How to tell the story of two children tumbling through America? It all seemed so clear in the beginning: plans and outlines, step by step, moving forward in a more or less linear fashion. Best laid plans and all….
But the tightest stitches come undone in the Albuquerque desert sun. Minds mix and match on the patchwork quilt of art houses and rundown Santa Fe neighborhoods; our narratives get lost in the great stretches of sand dunes shifting under the Colorado moon. Laughter gets eclipsed by its own echoes across Pike’s Peak, or lays buried in the snow beneath Rabbit Ears Pass, 10,000 feet above a distant sea.

How can I hope to capture the bitter cold that left us shuddering in Wyoming darkness on the ragged outskirts of old Green River, with only the constant screech of train whistles for companions? What words to paint a picture of the chasm of burning rocks sheared down into a gorge of fire, burning in the remoteness of Utah?
Utah! The promised Israel of the western tribe, all mountains and stunning vistas and weak-willed beer! Utah, who could marry themselves to your high deserts and ever leave again?

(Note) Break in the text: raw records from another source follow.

PR #718, opened 2023-08-06
BUGFIX: fix NFG buying current Level instead of next Level

Caldwell-74:
added aug.getNextLevel to make it clear where the current level and where the +1 level is needed
fixing the bug that the nfg bough is current level + queued and not +1  
wich leads to one wasted buy per install when nfgs are bought


myCatsName:
The way NFG is treated as a special separate case in some of the aug related files looked a bit scary at first, good job finding a solution. Could I ask though, if `getNextLevel()` is only used in 1 case, and only to add 1, couldn't it be added in place?
`     if (aug.name == AugmentationName.NeuroFluxGovernor) {`
`      queuedAugmentation.level = aug.getLevel() +1;`

Caldwell-74:
> The way NFG is treated as a special separate case in some of the aug related files looked a bit scary at first, good job finding a solution. Could I ask though, if `getNextLevel()` is only used in 1 case, and only to add 1, couldn't it be added in place? ` if (aug.name == AugmentationName.NeuroFluxGovernor) {` ` queuedAugmentation.level = aug.getLevel() +1;`

yes currently its only in that one place and it could be done inplace
but like you mentioned its already rather hard to get a good grasp what happens where 
a new function for it seemed to be the most clear way to implement it and could also be used for other augs if there ever is another one with a level introduced

edit.: that this is in a tsx also screams for a refactor imho

Snarling:
> edit.: that this is in a tsx also screams for a refactor imho

Actually Augmentation.tsx can just be renamed to .ts since it doesn't use React. That's my bad, I refactored it recently to get rid of a bunch of React stuff, but forgot to rename the file. Wanna just rename it before I merge this?

edit: AugmentationHelpers.tsx can also be renamed

PR #720, opened 2023-08-06
API: Fix removed functions

Snarling:
* Removed functions are no longer enumerated via Object.keys / Object.entries
* Removed functions work again (a change in #297 made them rely on getRamCost not throwing, and a change in #526 made getRamCost throw for functions with no defined ram cost which broke the removedFunctions)

Fixes #717

PR #721, opened 2023-08-06
Minor grammar fix

HiEv:
A minor grammar fix in the error message at the end of the code.


d0sboots:
I think you're targeting the wrong branch with your PR

Snarling:
Oh actually this is just something that should have been a comment on the still-open PR #720

Snarling:
Addressed in #720

PR #731, opened 2023-08-10
ENUMS: Fixed CompanyName

Zelow79:
CompanyName seemed to be mostly setup already, I just applied the needed changes to NetscriptFunctions.ts and NetscriptDefinitions.d.ts to allow them to be used in the editor.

Or are we lost in the deadly heat of dry canyons nestled in a God-forsaken corner of Arizona? Our hearts plunge faster than elevations around the dry Virgin River into the wastes of Nevada heatstrokes and no-rain, with temperatures hovering near triple digits in the height of spring. Forever hot and barren, you, old dead sea, with blood-streams replacing your rivers to beat through the neon nights!
I wish I could paint you a picture of these moments in memory, patterned in details and devils. I wish I could write you a novel for each breath drawn at the edge of some new abyss of the American mythic west. But the west is a dream, after all, and crumbles into Pacific pebble beaches upon our restless waking.

If I told you, would you believe me? Or is it all written off as the tricks of the sleeping mind? My color palette does no justice. My camera lens is too small. And the all the vocabulary words in every book I’ve flipped through won’t do a damn thing to piece together this world of rock and cataclysm, perpetual movement and silent expanse, as restless creatures, we slip onward towards a dream called the “Pacific coast”– new pilgrims on an old frontier, babes in the wood, fledglings outlined on the Big Sky.